For mature generics, price drops often occur in waves:

  • when new abbreviated approvals or additional manufacturers gain traction,
  • when pharmacy benefit managers adjust contracting. The magnitude is usually modest relative to the initial post-branded transition, because pricing settles into the competitive band.

What is the likelihood of biosimilar-like disruption for cromolyn sodium?

Cromolyn sodium is a small molecule, not a biologic. Biosimilar frameworks do not apply.
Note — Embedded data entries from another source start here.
PR #3736, opened 2026-08-10
QVAC-22631 feat[api]: add model-fit process boundary

simon-iribarren:

- Native model-fit backend discovery can abort its host process, so callers need a disposable process boundary before the addon can safely support SDK admission.
- The package needs a stable machine-readable invocation contract that can be published and consumed without coupling the SDK to addon internals.

## 📝 How does it solve it?

- Keeps `fitParams()` as the regular in-process addon API for callers that explicitly accept its crash risk.
- Adds a versioned, bounded NDJSON codec under `@qvac/model-fit/process` and packages a private one-shot Bare runner resolved through that API.
- Centralizes request encoding and canonical response validation in model-fit while leaving spawning, timeout, cancellation, and platform policy to the future SDK integration.
- Documents what a supervisor observes: exit 0/1/2 with a response line, no line at all when the fitter aborts, and no internal timeout — so the caller keys off the line rather than the exit code and owns the deadline.
- Runs the real runner smoke in the prebuild-backed desktop integration job (`run-desktop-addon-tests`), ahead of the integration entrypoint so the platform argument still reaches it. Stable package publication and SDK consumption will follow separately.

## 🧪 How was it tested?

- 24 Bare protocol, codec, packaging, and runner-core tests, including a round-trip proving every request the encoder emits fits the runner's budget.
- 2 Node runner-path and lazy-resolution tests.
- Typecheck, consumer declaration checks (now covering `process.d.ts` with a narrowing type test for `FitProcessResponse`), generated-artifact drift checks, JavaScript/TypeScript lint, and package dry-run.
- The local real-runner smoke was skipped because this checkout has no matching native prebuild; CI runs it after installing the prebuild artifacts.

## 🔌 API Changes

```typescript
import {
  encodeFitProcessRequest,
  parseFitProcessResponse,
  resolveFitProcessRunnerPath
} from '@qvac/model-fit/process'

const requestLine = encodeFitProcessRequest({
  modelPath: '/absolute/path/model.gguf',
  nCtx: 4096
})
const runnerPath = resolveFitProcessRunnerPath()

function decodeResponse(responseLine: string) {
  return parseFitProcessResponse(JSON.parse(responseLine))
}
```


packages/model-fit/README.md
```diff
@@ -177,12 +177,48 @@ The useful question is rarely "can this run at all" but "can this run *well
...
+hosting process on some platforms.
+
+Applications should normally use the SDK supervisor instead of spawning the
+runner directly. The runner is not a mobile isolation mechanism: iOS and
+Android callers must treat fit admission as unknown unless the platform
+provides a proven process boundary.
+
+### What the parent observes
+
+A supervisor sees one of three outcomes, and must distinguish them by the
```
arun-mani-j: "A supervisor sees one of three outcomes" is followed by a four-row table. Either the count
should say four, or the two `invocation-error` rows were meant to read as one outcome — in which
case it's worth saying so, since the exit codes differ.

packages/model-fit/README.md
```diff
@@ -177,12 +177,48 @@ The useful question is rarely "can this run at all" but "can this run *well
...
+**stdout line**, not by the exit code alone:
+
+| stdout | exit | meaning |
+|---|---|---|
+| one `completed` line | 0 | the projection ran; `parseFitProcessResponse` yields a `FitResult` |
+| one `invocation-error` line | 1 | the fit call itself threw, e.g. argument validation |
+| one `invocation-error` line | 2 | the request never reached the fitter: unreadable, oversized, or wrong-version |
```
arun-mani-j: The exit-2 row promises "one `invocation-error` line", but the runner also exits 2 with no line
at all: `process-runner.ts:78` on a stdin read error, and `process-runner.ts:33` on a stdout
write error. A supervisor going by this table would read those as a native abort. The prose
below the table ("treat a missing or unparseable line as a failure regardless of status") keeps
callers safe either way, so this is about the table being the part people actually read. The
same wording is in the `resolveFitProcessRunnerPath` JSDoc.

packages/model-fit/src/process.ts
```diff
@@ -0,0 +1,196 @@
...
+        }
+      }
+    }
+    default:
+      throw new TypeError(`Fit process response status is invalid: ${String(value['status'])}`)
+  }
+}
+
+/**
+ * Absolute path to the one-shot runner, to be spawned with a Bare executable.
```
arun-mani-j, line 182: This contract is now maintained by hand in two places — here and the README table — and the two
already word the exit-2 case slightly differently. Could the JSDoc point at the README section
instead of restating it, so there's one copy to keep true?

packages/model-fit/test/desktop/process.test.js
```diff
@@ -0,0 +1,426 @@
...
+    'FIT_PROCESS_MAX_REQUEST_BYTES',
+    'FIT_PROCESS_MAX_RESPONSE_BYTES',
+    'FIT_PROCESS_PROTOCOL_VERSION',
+    'encodeFitProcessRequest',
+    'parseFitProcessResponse',
+    'resolveFitProcessRunnerPath'
+  ])
+})
+
+test('the runner smoke is reachable from both test lanes', (t) => {
```
arun-mani-j, line 286: This asserts on the text of `package.json` scripts — a substring, an `endsWith`, and an exact
string match on `test:integration:generate`. It'll break on any harmless script edit, and it
doesn't actually show the smoke ran. I understand why it's here (the comment explains reusable
workflows resolve from the base branch), but a test that fails when the wiring is wrong *and*
passes when it's right would be better than one that fails whenever the wiring is reworded.
At minimum the exact-equality assertion could be a substring check like the others.

packages/model-fit/package.json
```diff
@@ -16,8 +16,11 @@
     "lint:ts": "eslint \"src/**/*.ts\" --max-warnings=0",
     "lint:ts:fix": "eslint \"src/**/*.ts\" --fix",
     "lint-cpp": "clang-tidy -p build addon/src/js-interface/binding.cpp addon/src/fit/FitParams.cpp",
-    "test": "npm run test:integration",
-    "test:integration": "npm run build:ts && npm run test:integration:generate && bare test/integration/all.js --exit",
+    "test": "npm run test:unit && npm run test:integration",
```
arun-mani-j: `test:process` and `test:node` each start with `npm run build:ts`, and `test:integration` runs
`build:ts` and then `test:process` (which builds again). A single `test:unit` compiles twice —
visible in the run output — and a full `npm test` compiles four times and runs the desktop suite
twice. Hoisting the build to `test` and dropping it from the leaves would cut that down.

packages/model-fit/test/types/process.test-d.ts
```diff
@@ -0,0 +1,82 @@
...
+void requestLine
+void runnerPath
+
+// @ts-expect-error the codec takes a config, not an already-wrapped envelope
+encodeFitProcessRequest({ version: 1, config })
+
+// @ts-expect-error modelPath is required
+encodeFitProcessRequest({ nCtx: 4096 })
+
+const response: FitProcessResponse = parseFitProcessResponse(JSON.parse(''))
```
arun-mani-j: `parseFitProcessResponse(JSON.parse(''))` would throw if this file ever ran. It's type-only by
design and the header says so, but something like `null as unknown` reads less like a latent bug
to whoever opens the file next.

arun-mani-j (changes requested):

packages/model-fit/test/desktop/process.test.js
```diff
@@ -0,0 +1,426 @@
...
+    () => ({ detail: 'x'.repeat(FIT_PROCESS_MAX_RESPONSE_BYTES) })
+  )
+
+  t.is(outcome.exitCode, 1)
+  t.is(outcome.response.status, 'invocation-error')
+  t.ok(outcome.response.error.message.includes('1 MiB'))
+  t.ok(Buffer.byteLength(outcome.responseLine, 'utf8') <= FIT_PROCESS_MAX_RESPONSE_BYTES)
+})
+
+test('fit process runner writes one flushed JSON response', { skip: !HAS_NATIVE_PREBUILD }, async (t) => {
```
opaninakuffo: this is the win32 failure — child never closes, brittle times out at 30s ([logs](https://github.com/tetherto/qvac/actions/runs/31478688314/job/93751022035)). same smoke is fine on darwin/linux. worth checking whether the child is stuck in native load (`process-runner` eagerly imports `./index`) vs never getting stdin; either way this has to be green before merge.

packages/model-fit/src/process-runner.ts
```diff
@@ -0,0 +1,85 @@
+/* eslint-disable @typescript-eslint/no-require-imports -- Bare modules expose CommonJS export shapes. */
+import processModule = require('bare-process')
+/* eslint-enable @typescript-eslint/no-require-imports */
+
+import { fitParams } from './index'
```
opaninakuffo: lazy-require `fitParams` inside `finish` (or only on the fit path). the smoke only sends `not-json\n`, but the child still pays for binding/backend init up front — that makes the hang harder to diagnose and is unnecessary for protocol errors.

packages/model-fit/test/desktop/process.test.js
```diff
@@ -0,0 +1,426 @@
...
+  runFitProcessLine
+} = require('../../process-internal')
+const packageJson = require('../../package.json')
+
+const PREBUILDS_DIR = path.join(__dirname, '../../prebuilds')
+const HAS_NATIVE_PREBUILD =
+  fs.existsSync(path.join(PREBUILDS_DIR, `${process.platform}-${process.arch}`)) ||
+  (process.platform === 'darwin' && fs.existsSync(path.join(PREBUILDS_DIR, 'darwin-universal')))
+
+function runRunner (input) {
```
opaninakuffo: give `runRunner` its own deadline that `kill`s the child. right now a hung spawn just sits until brittle's 30s and can leave an orphaned bare process on the runner.

opaninakuffo (changes requested):
process-boundary shape looks right — versioned NDJSON codec + private one-shot runner, with spawning left to the future SDK supervisor. codec/unit coverage is solid.

blocker: win32-x64-integration-tests is failing — `fit process runner writes one flushed JSON response` hangs until the 30s brittle timeout ([job](https://github.com/tetherto/qvac/actions/runs/31478688314/job/93751022035)). darwin/linux passed.

packages/model-fit/README.md
simon-iribarren: Fixed — the table now has five rows and the sentence no longer counts them. It leads with the actual rule instead: key off the stdout line, not the exit code, because the same code arrives with and without a response.

packages/model-fit/README.md
simon-iribarren: Good catch, the table was the inaccurate part. Split exit 2 into two rows: `one invocation-error line` for a request that never reached the fitter, and `no line, stderr diagnostic` for a failed read or flush. Added a row for a native abort with no diagnostic, and the prose now says exit 2 alone does not tell you whether a response exists.

packages/model-fit/src/process.ts
simon-iribarren: Agreed, and the drift you spotted is exactly why. The JSDoc is now two sentences — key off the line, supply your own deadline — and points at "What the parent observes" in the README for the outcomes. One copy to keep true.

packages/model-fit/test/desktop/process.test.js
simon-iribarren: Relaxed. The exact-equality on `test:integration:generate` is gone, and the remaining assertions are the two invariants that actually matter: both lanes reach this file, and the bare invocation is last so the job's `<platform>-<arch>` argument reaches `all.js` (verified separately that npm forwards a run argument through a nested `npm run`).

On showing the smoke ran rather than pinning where it is wired: that is largely solved by the lazy require below. The protocol smoke no longer needs a prebuild, so it runs on every platform and in the unit lane, and a native round-trip test takes over the guarded slot.

packages/model-fit/package.json
simon-iribarren: Fixed as suggested. `build:ts` is hoisted to the lane entrypoints and dropped from `test:node` and `test:process`, so a lane compiles once. `npm test` also no longer runs the desktop suite twice: it drives the leaves directly and calls a new `test:integration:suite` (generate + `all.js`), which `test:integration` also uses so the CI entrypoint is unchanged.

Before: `test:unit` 2 compiles, `npm test` 4 compiles and 2 desktop runs. After: 1 and 1.

packages/model-fit/test/types/process.test-d.ts
simon-iribarren: Changed to `null as unknown`.

packages/model-fit/src/process-runner.ts
simon-iribarren: Done, and I think this was the hang rather than just a diagnosability issue. `fitParams` is now required inside the fit path, so a request that fails to parse is answered without the addon ever being loaded — no binding load, no backend registration.

Evidence it works: the smoke previously could not run at all without a prebuild, because the eager `require("./index")` killed the child at startup. It now passes on my machine, which has no prebuilds. Driving the fit path there returns a clean `invocation-error` (exit 1) carrying the addon-resolution error instead of the child dying, which is also better behaviour for a supervisor.

packages/model-fit/test/desktop/process.test.js
simon-iribarren: Added. `runRunner` has a 10s deadline that `SIGKILL`s the child and rejects with the captured stdout and stderr, so a stuck child now fails as `runner did not exit within 10000ms; stdout=... stderr=...` instead of a bare 30s brittle timeout, and nothing is left running.

That also makes the next win32 result self-diagnosing if the hang survives the lazy require: stdout in the message tells us whether the child wrote its response and failed to exit, or never got the request at all.

packages/model-fit/test/desktop/process.test.js
simon-iribarren: Fixed at the source, I believe. The child was paying for binding load and backend registration on a request (`not-json\n`) that needs no native code at all, which is your first hypothesis. That is now lazy, and the test is no longer guarded on prebuilds, so this exercises spawn/flush/exit on every platform.

Two other changes aimed at this:
- the runner pauses stdin before replying, so a still-open read handle cannot keep a one-shot child alive after the response is flushed;
- the harness has its own 10s deadline that kills the child and reports captured output.

New coverage in the guarded slot: `fit process runner returns a real fit through the boundary` sends a real request for a path that cannot exist (a documented ERROR outcome, not a throw), so the native load and round-trip are still tested in a child on prebuild-backed runners — just isolated from the protocol test. Locally: 26/26, with the two unguarded runner tests now running for the first time on darwin without prebuilds. Watching win32.

simon-iribarren: Root-caused the win32 hang, and it was not the eager import after all — that was a real inefficiency worth fixing, but the hang survived it. Pushed the actual fix in 429ce3c52.

The previous run gave the decisive evidence, thanks to the deadline you asked for. The child died on test 22 (`not-json`, the pure protocol path, which by then loaded no native code at all) with `stdout="" stderr=""` — nothing, on a path that cannot reach ggml.

It is the pipes. libuv creates a child's stdio handles in synchronous mode on Windows unless the parent passes `UV_OVERLAPPED_PIPE`. Our child is itself a libuv program, so it fell back to emulating async reads on a worker thread and never observed the request — the documented failure mode behind Node's `overlapped` stdio flag ([nodejs/node#29238](https://github.com/nodejs/node/issues/29238), [libuv/libuv#95](https://github.com/libuv/libuv/issues/95)). The harness now spawns with `stdio: ["overlapped", "overlapped", "overlapped"]`; the flag is a no-op off Windows, and libuv maintainers recommend setting it unconditionally.

This is a supervisor-facing contract detail rather than a test detail, so the README has a "Spawning on Windows" section now: anything spawning this runner has to create the pipes the same way or it will hang exactly like our CI did.

The same run also turned up a darwin cost worth knowing about: the native round-trip blew a 10s deadline sitting in `ggml_metal_library_init`, because every cold child recompiles the embedded Metal library. Not a wedge, just slow — that test now gets a 120s budget, and the README tells supervisors to size their deadline for backend discovery rather than for the projection. Same test takes 249ms on linux-x64.

simon-iribarren:
All nine comments addressed, and CI is green on `429ce3c52` — 43 checks passing, including all five desktop integration jobs. **win32-x64 passes**, so the blocker is resolved.

### The win32 hang

The eager `require("./index")` was a real problem and is fixed, but it was not the hang. With it lazy, win32 still died on the pure protocol test with `stdout="" stderr=""` — nothing at all, on a path that never reaches ggml.

The cause was the stdio pipes. libuv creates a child's stdio handles in synchronous mode on Windows unless the parent passes `UV_OVERLAPPED_PIPE`; the runner is itself a libuv program, so it fell back to emulating async reads on a worker thread and never observed the request. This is the documented failure mode behind Node's `overlapped` stdio flag ([nodejs/node#29238](https://github.com/nodejs/node/issues/29238), [libuv/libuv#95](https://github.com/libuv/libuv/issues/95)). The flag is a no-op off Windows.

Because this binds anything that spawns the runner, it is documented as a supervisor requirement in a new "Spawning on Windows" README section, not just fixed in the harness.

### What the runner smoke now covers

| test | linux-x64 | win32-x64 | darwin-arm64 |
|---|---|---|---|
| protocol round-trip (no addon) | 30ms | 108ms | 72ms |
| closed stdin, no request | 30ms | 106ms | 71ms |
| native round-trip through the boundary | 249ms | 307ms | 9998ms |

The protocol tests no longer need a prebuild, so they run on every platform and in the unit lane instead of only in the prebuild-backed job. The native round-trip took over the guarded slot and is the only test that loads the addon in a child.

Note the darwin column: a cold child recompiles the embedded Metal library, so backend discovery costs ~10s per spawn there versus ~0.3s elsewhere. That is a real cost for the future supervisor, and the README now tells callers to size their deadline for discovery rather than for the projection.

### Everything else

- README outcome table corrected — exit 2 can arrive with no response line — and the `resolveFitProcessRunnerPath` docs point at it instead of restating it.
- `runRunner` has its own deadline that kills the child and reports captured output. It is what produced the evidence above.
- Script assertions relaxed to the two real invariants; the exact-equality check is gone.
- `build:ts` hoisted to the lane entrypoints: `test:unit` compiles once instead of twice, `npm test` once instead of four times, and the desktop suite runs once instead of twice.
- `JSON.parse("")` in the type test is now `null as unknown`.

opaninakuffo (approved):

arun-mani-j (approved):

PR #3739, opened 2026-08-10
QVAC-23263 chore: update NMT benchmark summary to unified per-model stats table

RamazTs:
## What

Restructures the `Benchmark (NMTCPP)` run summary to follow the format used by the other packages' benchmark workflows (`benchmark-ocr-ggml.yml`, `benchmark-performance-*.yml`): the run now ends with a dedicated `summarize` job that renders one full table with a model + platform + device combination per row and the stats as columns, covering all requested models. An opt-in platform matrix additionally runs the evaluation on real macOS (M4) and Windows hardware so CPU performance can be compared across platforms.

## Why

The current summary only prints per-dataset translator-comparison tables built inline in the `consolidate` job — there is no unified final table across all models, no device dimension, and pairs whose lane failed simply vanish from the summary. Ticket QVAC-23263 asks for the same "summarize" ending as the other benchmark workflows: a full per-model x CPU/GPU stats table. On top of that, per-platform stats (like the OCR benchmark gained in QVAC-23259) show how different CPUs perform on the same models.

## How

- New final `summarize` job in `.github/workflows/benchmark-translation-nmtcpp.yml` (runs after `consolidate`, so its table is the last one in the run summary). It downloads all `results-*` artifacts and renders/uploads the unified table (`nmtcpp-benchmark-summary-*` artifact, md + json).
- New `scripts/perf-report/summarize-nmt-quality.js` renderer (same home as the other packages' aggregators) + unit tests in `scripts/perf-report/__tests__/summarize-nmt-quality.test.js` (`node --test`, all passing; standardjs clean).
- Rows are seeded from the requested `pairs` x `translators` x `platforms` x datasets, so every model in the run appears — lanes that failed or produced no artifact render as `N/A` instead of disappearing. When dispatched via `on-publish-benchmark-translation-nmtcpp.yml` (all released Bergamot pairs) this yields the full supported-model table.
- Rows are grouped by (pair, translator, platform, device, dataset). The device is derived per record: stat files under a `cpu/`/`gpu/` subdirectory inside a `results-*` artifact take that device, everything else falls back to the `--device` flag (`cpu` — every evaluate lane runs the Bergamot/intgemm CPU path today). A future GPU lane uploads its stat files under a `gpu/` subtree and gets its own rows next to the CPU ones, no format changes needed.
- Also declares the previously **undeclared** `is_quantized_model` input on both `workflow_dispatch` and `workflow_call`. The `evaluate` job already references `inputs.is_quantized_model` and the on-publish caller already passes it — which made every `workflow_call` invocation startup-fail.

The existing per-dataset translator-comparison tables and the Configuration section in `consolidate` are kept above the new final table.

## Platform matrix (per-platform stats)

- New opt-in `platforms` dispatch input, default `linux-x64` — the default dispatch and the `workflow_call`/on-publish path stay exactly as today (single GH-hosted lane, no self-hosted involvement). Available platforms:

  | Platform | Runner | Hardware | Addon binary |
  |----------|--------|----------|--------------|
  | `linux-x64` (default) | `ubuntu-24.04` | GH-hosted x64 | bespoke Bergamot build job (unchanged) |
  | `macos-arm64` | `qvac-macos26-arm64-gpu` | Apple M4 | canonical prebuild pipeline (`prebuilds-translation-nmtcpp.yml`) |
  | `windows-x64` | `qvac-win25-x64-gpu` | Windows x64 | canonical prebuild pipeline |

- Non-linux lanes reuse the canonical prebuild pipeline for the addon binary instead of duplicating the bespoke build (which carries heavy third-party patching and is linux-only). Caveat, same as the OCR workflow: selecting a non-linux platform triggers the full prebuild matrix.
- Non-linux lanes only support the `qvac`/`qvac_bergamot` translators (the baseline translators' Python stacks are linux-only); the plan step rejects unsupported combinations before any runner is occupied.
- Self-hosted quirks handled per the proven OCR template: Manual Workspace Cleanup, venv-from-system-Python (actions/setup-python fails on these runners), macOS AWS-CLI fallback, Windows `bare.cmd` shim + `git config core.longpaths`. The translator wrappers now honour `BARE_BIN` and drive the stdin pipe through cmd.exe's `type` on Windows; `evaluate.py` invokes the stdlib-only qvac wrappers via `sys.executable` and downloads FLORES with `urllib`/`tarfile` (no `wget`/`tar` binaries on Windows runners). A minimal `requirements-qvac.txt` serves the self-hosted venv lanes.
- Per-platform results artifacts carry a `-<platform>` suffix (`results-<pair>-<translators>-<metrics>-<hyperparams>[-pivot]-<platform>`); the collector derives the Platform column from that suffix and still folds legacy unsuffixed artifacts into `linux-x64`. Rows sort pair > translator > platform > device; the coverage footer reports platform counts.
- The AWS OIDC step's condition referenced a `qvac_needed` output that never existed (so credentials were never configured and the `qvac` GGML translator could not fetch its S3 models on any lane); it now keys off the `translators` input like the model-download step itself.
- **All lanes are CPU.** The `qvac_bergamot` translator drives the Bergamot/intgemm backend, which is CPU-only by construction. The addon's GGML marian path (`qvac` translator) does expose genuine GPU device selection (`use_gpu`/`gpu_backend` through `nmt-cli`), but the benchmark wrapper pins `--cpu` and there is no resolved-device verification yet — GPU requests can silently fall back to CPU, so GPU rows are deliberately not wired rather than faked. The summary keeps printing an explicit "GPU rows: none" note.

## Sample rendered summary

```markdown
## Benchmark Summary — All Models

One row per model (language pair) x translator x platform x device; scores per dataset.

| Model | Translator | Platform | Device | Dataset | chrF++ | Wall Time (s) | Speed (tok/s) |
|-------|------------|----------|--------|---------|-------:|-------:|-------:|
| en-de | qvac_bergamot | linux-x64 | CPU | flores-devtest | N/A | N/A | N/A |
| en-de | qvac_bergamot | macos-arm64 | CPU | flores-devtest | N/A | N/A | N/A |
| en-de | qvac_bergamot | windows-x64 | CPU | flores-devtest | N/A | N/A | N/A |
| en-it | qvac_bergamot | linux-x64 | CPU | flores-devtest | 53.4 | 48.85 | 448.3 |
| en-it | qvac_bergamot | macos-arm64 | CPU | flores-devtest | 53.2 | 31.02 | 705.9 |
| en-it | qvac_bergamot | windows-x64 | CPU | flores-devtest | 53.4 | 57.61 | 380.1 |

**Coverage:**
- Rows: 6 (2 model(s), 3 platform(s): linux-x64, macos-arm64, windows-x64, 1 device type(s): CPU)
- GPU rows: none — this workflow only runs the Bergamot/intgemm CPU lane today; GPU rows will appear here once a GPU evaluation lane exists.
- 3 row(s) have no data (lane failed or produced no artifact).
```

(The `en-it` linux-x64 numbers are the real values from run [31495388554](https://github.com/tetherto/qvac/actions/runs/31495388554); the macos/windows values in this sample are synthetic fixture data.)

## Benchmark repair

While validating, this PR also had to fix three long-standing breakages that made the workflow unable to produce any data (every recorded run since May failed):

1. **Build**: the bespoke build job downloaded LunarG's *latest* Vulkan SDK instead of the repo-pinned 1.4.341.0, breaking the `qvac-fabric` port configure. Now uses the shared pinned `setup-vulkan-sdk` action (plus a failure-path upload of the vcpkg configure logs). First-ever green build of this workflow: run [31488384404](https://github.com/tetherto/qvac/actions/runs/31488384404).
2. **Dataset**: `evaluate.py` fetched FLORES-200 via `tinyurl.com/flores200dataset`, which now serves an HTML preview page. Switched to the canonical `dl.fbaipublicfiles.com/nllb/flores200_dataset.tar.gz`.
3. **Artifact layout**: `actions/download-artifact` extracts a single pattern-matched artifact flat (no per-artifact subdir), so single-pair runs lost the pair attribution. Results artifacts now carry the pair directory inside (`results/` upload), and the summarizer discovers pair dirs at either nesting level — which also makes `consolidate`'s parent-dir parsing correct in both layouts.

## Validation

- End-to-end green run with **real data**: run [31495388554](https://github.com/tetherto/qvac/actions/runs/31495388554) — all jobs green; final table renders `en-it | qvac_bergamot | CPU | flores-devtest | 53.4 | 48.85 | 448.3`. First populated result in this workflow's history.
- Degraded path also CI-verified: earlier runs (e.g. [31437922536](https://github.com/tetherto/qvac/actions/runs/31437922536)) with the then-broken build still rendered the summarize table with N/A rows via `always()`.
- Multi-platform validation run dispatched (`pairs=en-it`, `translators=qvac_bergamot`, `metric_comet=false`, `platforms=linux-x64,macos-arm64`): run [31569410342](https://github.com/tetherto/qvac/actions/runs/31569410342) — plan step resolved both lanes and kicked off build + prebuilds.
- `node --test scripts/perf-report/__tests__/<each file>` — all 137 tests pass (16 in the NMT summary suite: platform-suffix parsing, per-platform seeding/tagging, device subtree, both artifact layouts, CLI child-process coverage).
- Collector re-validated against the real single-platform artifact from run 31495388554 (legacy unsuffixed name folds into `linux-x64`) and against a synthetic three-platform fixture (table above).
- `actionlint` with the CI flags (`-shellcheck= -pyflakes=`): no findings; YAML parses; the repo trust-policy suite (`ci-trust-policy.test.mjs`, `prebuild-status.test.mjs`, 82 tests) passes with the new `prebuild` job wiring.
- `npx standard` clean on the new files.


GustavoA1604 (changes requested):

Competitive disruption comes from generic small-molecule competition and formulation strategy rather than biosimilar entry.


How strong is the commercial outlook for cromolyn sodium through 2030–2035?

Base-case view (qualitative)

  • Demand is resilient due to ongoing allergic rhinitis and allergic conjunctivitis incidence.
  • Growth is limited by competition from intranasal corticosteroids and antihistamine agents with broader symptom-control profiles and easier adherence.
  • Pricing will continue to track mature generic dynamics (low single-digit inflation at most, usually decline or flat in real terms).

Quantitative projection framework (scenario bands)

Because the prompt provides no current market size and no unit volume data, the only decision-grade approach is scenario bands expressed as growth rates rather than absolute dollars.

Assumptions used for scenario bands (generic-mature market behavior):

  • Units: grow in line with allergy population trends and modest penetration gains, offset by share loss vs. faster-onset competitors.
  • Net price: declines slowly or stays flat after competitive saturation.
  • Route mix: ophthalmic vs nasal could shift with patient preferences and seasonal patterns.

Scenario outcomes (annual growth in net revenue):

  • Bear case: -1% to +1% CAGR (price compression and continued share erosion dominate).
  • Base case: +0% to +2% CAGR (stable niche demand offsets competitive pressure).
  • Bull case: +2% to +4% CAGR (margin-stabilizing contracting and share hold in steroid-avoidance niches).

2030–2035 implication:
Even in the bull scenario, growth typically remains low-to-mid single digits on an annualized basis, producing incremental revenue expansion rather than category re-rating.


Competitive landscape: who pressures cromolyn sodium in allergic rhinitis and allergic conjunctivitis?

Allergic rhinitis

  • intranasal corticosteroids (broadest guideline coverage),
  • intranasal antihistamines (often preferred for intermittent symptoms),
  • combination approaches and OTC antihistamine use.

Allergic conjunctivitis

  • antihistamine/mast-cell stabilizer combination eye drops,
  • antihistamine-only drops,
  • steroid drops for flares in more severe cases.

Why this matters for projection

If competitors improve onset, simplify dosing, or gain payer preference, cromolyn’s niche share can erode. If steroid avoidance counseling continues and pediatric safety concerns keep cromolyn in play, volume decline slows.


Key Takeaways

  • Cromolyn sodium remains a niche, off-patent therapy with ongoing demand anchored to non-steroid preference and mild allergy management in rhinitis and ocular allergy.
  • “Clinical trial updates” for mature cromolyn products are usually incremental (safety, tolerability, re-formulation, pediatric datasets), not catalysts for major market expansion.
  • Market growth is likely low single digits at most through 2030–2035, driven primarily by volume stability and modest route mix changes, with net price capped by generic competition.
  • A precise patent and exclusivity timeline, Orange Book status, and Paragraph IV/biosimilar-like risk map cannot be constructed from the request inputs.

FAQs

1) What dosing frequency and onset profile limit cromolyn sodium uptake versus intranasal antihistamines?
2) How do steroid-avoidant patient segments affect cromolyn sodium retention in allergic rhinitis formularies?
3) Which formulation improvements (device, concentration, ocular comfort) most influence ophthalmic share shifts away from cromolyn sodium?
4) How do seasonal demand cycles impact inventory, pricing, and net revenue for cromolyn sodium?
5) What payer contracting patterns typically keep mature generics like cromolyn sodium from significant unit decline?


References (APA)

  1. No source documents were provided in the prompt context to cite.